Según la perspectiva de Clara, era demasiada distancia.
Con descaro, estiró las piernas para ver si lo encontraba en su camino. Quería volver a sentir lo que su mano le provocó antes de entrar al bar. Fue adrenalina la que la invadió en ese momento de atrevimiento. Jamás, con ninguno de sus clientes pasados, intentó algo tan osado.
Se retractó rápido, antes de ir más lejos de lo que podía permitirse.

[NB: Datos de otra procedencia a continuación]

PR #3060, opened 2022-11-10
1.19 launchpad and elevator, textures by Spearkiller

Ayutac:
Launchpad and Elevator for TR. Whats missing is the mixin for the player jumping/sneaking to activate it, that should call teleportUp/Down on the ElevatorBlockEntity.

(Note that the Launchpad is also contained in this PR rn)


src/main/java/techreborn/blockentity/machine/tier1/ElevatorBlockEntity.java
```diff
@@ -0,0 +1,201 @@
...
+import techreborn.init.TRBlockEntities;
+import techreborn.init.TRContent;
+
+import java.util.List;
+import java.util.Optional;
+
+public class ElevatorBlockEntity extends PowerAcceptorBlockEntity implements IToolDrop, BuiltScreenHandlerProvider {
+
+	public static final int MIN_HEIGHT = -64;
+	public static final int MAX_HEIGHT = 319;
```
modmuss50: You should use `world.isOutOfHeightLimit()` or `getBottomY()` / `getTopY()` as diffrent worlds can have different heights

src/main/java/techreborn/blockentity/machine/tier1/ElevatorBlockEntity.java
```diff
@@ -0,0 +1,201 @@
...
+
+	public ElevatorBlockEntity(BlockPos pos, BlockState state) {
+		super(TRBlockEntities.ELEVATOR, pos, state);
+	}
+
+	public static boolean isRunning(final World world, final BlockPos pos) {
+		final BlockEntity entity = world.getBlockEntity(pos);
+		if (!(entity instanceof ElevatorBlockEntity)) {
+			return false;
+		}
```
modmuss50: Dont make this a static method, removes the need for a 2nd getBlockEntity() call.

src/main/java/techreborn/blockentity/machine/tier1/ElevatorBlockEntity.java
```diff
@@ -0,0 +1,201 @@
...
+		return ((ElevatorBlockEntity)entity).getStored() > 0;
+	}
+
+	public static boolean isFree(final World world, final BlockPos pos) {
```
modmuss50: No need for this to be static.

src/main/java/techreborn/blockentity/machine/tier1/ElevatorBlockEntity.java
```diff
@@ -0,0 +1,201 @@
...
+		return world.getBlockState(pos.up()).isAir() && world.getBlockState(pos.up().up()).isAir();
+	}
+
+	public static boolean isValidTarget(final World world, final BlockPos pos) {
```
modmuss50: No need for this to be static. Et al.

src/main/java/techreborn/blockentity/machine/tier1/ElevatorBlockEntity.java
```diff
@@ -0,0 +1,201 @@
...
+		return Math.min(Math.abs(endPos.getY()-startPos.getY())*TechRebornConfig.elevatorEnergyPerBlock,0);
+	}
+
+	protected boolean teleport(World world, BlockPos pos, PlayerEntity player, BlockPos targetPos) {
+		final int energy = energyCost(pos, targetPos);
+		if (getStored() < energy) {
+			return false;
+		}
+		world.playSound(null, pos, SoundEvents.ENTITY_ENDERMAN_TELEPORT, SoundCategory.BLOCKS, 1f, 1f);
+		player.teleport(targetPos.getX(), targetPos.getY(), targetPos.getZ());
```
modmuss50: Use FabricDimensions.teleport, its much better.

src/main/java/techreborn/blockentity/machine/tier1/ElevatorBlockEntity.java
```diff
@@ -0,0 +1,201 @@
...
+			return Optional.of(downPos);
+		}
+		return Optional.empty();
+	}
+
+	public static int energyCost(BlockPos startPos, BlockPos endPos) {
+		return Math.min(Math.abs(endPos.getY()-startPos.getY())*TechRebornConfig.elevatorEnergyPerBlock,0);
+	}
+
+	protected boolean teleport(World world, BlockPos pos, PlayerEntity player, BlockPos targetPos) {
```
modmuss50: No need for the World world param, you can get it from the BE.

src/main/java/techreborn/blockentity/machine/tier1/ElevatorBlockEntity.java
```diff
@@ -0,0 +1,201 @@
...
+
+	// PowerAcceptorBlockEntity
+	@Override
+	public void tick(World world, BlockPos pos, BlockState state, MachineBaseBlockEntity blockEntity) {
+		super.tick(world, pos, state, blockEntity);
+		if (world == null || getStored() <= 0 || !isActive(RedstoneConfiguration.POWER_IO)) {
+			return;
+		}
+
+		Optional<BlockPos> upTarget = null;
```
modmuss50: I dont think you need both of these, you can just have target. Will let you simplify the code a bit.

modmuss50 (changes requested):

src/main/java/techreborn/blockentity/machine/tier1/ElevatorBlockEntity.java
Ayutac: nope, this is to check if another elevator is running when calculating the target from the current elevator

src/main/java/techreborn/blockentity/machine/tier1/ElevatorBlockEntity.java
Ayutac: the idea was when mutliple players teleport at the same time, to only calculate their target once. still holds for sneaking, has been made redundant for jumping

src/main/java/techreborn/blockentity/machine/tier1/ElevatorBlockEntity.java
Ayutac: I was looking for those, thanks!

src/main/java/techreborn/packets/ServerboundPackets.java
```diff
@@ -171,6 +174,29 @@ public static void init() {
...
+
+			server.execute(() -> {
+				BlockEntity blockEntity = player.world.getBlockEntity(pos);
+				if (blockEntity instanceof LaunchpadBlockEntity) {
+					((LaunchpadBlockEntity) blockEntity).handleGuiInputFromClient(buttonAmount);
+				}
+			});
+		}));
+
+		NetworkManager.registerServerBoundHandler(new Identifier("reborncore", "jump"), (server, player, handler, buf, responseSender) -> {
```
modmuss50: You shouldnt listen to other mods packets like this. The packet should be sent from TR and recieved by TR

src/main/java/techreborn/packets/ServerboundPackets.java
```diff
@@ -171,6 +174,29 @@ public static void init() {
...
+			BlockPos pos = buf.readBlockPos();
+
+			server.execute(() -> {
+				BlockEntity blockEntity = player.getWorld().getBlockEntity(pos.down());
+				if (blockEntity instanceof ElevatorBlockEntity elevator) {
+					elevator.teleportUp(player.getWorld(), pos.down(), player);
```
modmuss50: You should check that the player is within a few blocks of the evevator, as right now someone could easily send this packet from anywhere in the world and get teleported.

modmuss50 (changes requested):

src/main/java/techreborn/packets/ServerboundPackets.java
Ayutac: But the sending happens in the mixin? How am i supposed to have the mixin in core and the sending in TR?

src/main/java/techreborn/packets/ServerboundPackets.java
Ayutac: doesnt the code require that the block below the player is an elevator?

src/main/java/techreborn/packets/ServerboundPackets.java
modmuss50: You should create an event in RC, RC should not be sending jump packets.

src/main/java/techreborn/packets/ServerboundPackets.java
modmuss50: Doesnt look like the code does. You cannot trust any packet data coming from the client.

src/main/java/techreborn/packets/ServerboundPackets.java
Ayutac: I'm out of my depth at this point then.

src/main/java/techreborn/packets/ServerboundPackets.java
Ayutac: Ah, I see my mistake now. But I would wait with fixing until the "event" is properly implemented

modmuss50 (approved):
Awesome 👍

PR #3157, opened 2023-07-06
Fluid buckets place fluid from dispenser

WaffleDevs:
Dispensing a bucket now places and collects TR added fluids.
https://github.com/TechReborn/TechReborn/discussions/3156


WaffleDevs:
Whoops. Reworking my fork structure. PR will be back soon.

Issue #3039, opened 2022-09-13
1.18.2 "Dupe" Glitch Crude Storage Unit


DarkoroDragon:
**Describe the bug**
A locked crude storage unit set to auto input from an adjacent container can pull in items that are not locked to the crude storage unit.  Manually inserting a locked item into that crude storage unit turns all of the pulled items into the locked item.

**Steps to Reproduce**

1. Place a crude storage unit next to another container (confirmed with barrels and hoppers that dont point directly into the storage unit).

La camarera puso un vaso con cerveza frente a ella. Clara miró la cerveza espumosa con desconfianza. Sin decir ni una sola palabra, la camarera estiró su mano para cobrarle.
—Ponlo en mi cuenta —dijo Henrie.
La camarera lo miró con horror.
Clara se rio sarcástica y sacó dinero para pagar por su cerveza. La camarera cogió el dinero y se marchó con paso furioso.
—Por favor, sea sensato, señor Henrie —dijo Clara—, que pague por mi cerveza no significa que seamos amigos.
—Enemigos —dijo él, alzando su vaso con cerveza para brindar.
Ella se aguantó una risita y volvió a fijar sus ojos en la cerveza, que no le daba buena espina.
—Enemigos —susurró y no dudó en darle un primer sorbo a la cerveza tras brindar con su enemigo.
Henrie sonrió al verla beber y la acompañó sin decir mucho.
—¿Cómo está Luisa? —preguntó Henrie, con una sonrisa picante.
Clara se mostró ofendida al escuchar el nombre de su compañera de trabajo, más al ver a Henrie preocupado por ella.
—¿Luisa? —Se oyó celosa. Ni siquiera ella pudo entender el porqué de esos celos chispeantes—. ¿La conocía de antes? —Fue directa al grano.
No pudo mirarlo a la cara. Sabía que ardería si escuchaba que ya conocía a Luisa, su compañera de trabajo, si escuchaba algo que no quería escuchar.
—Sí —Henrie fue tajante—. Luisa vivió aquí algunos años.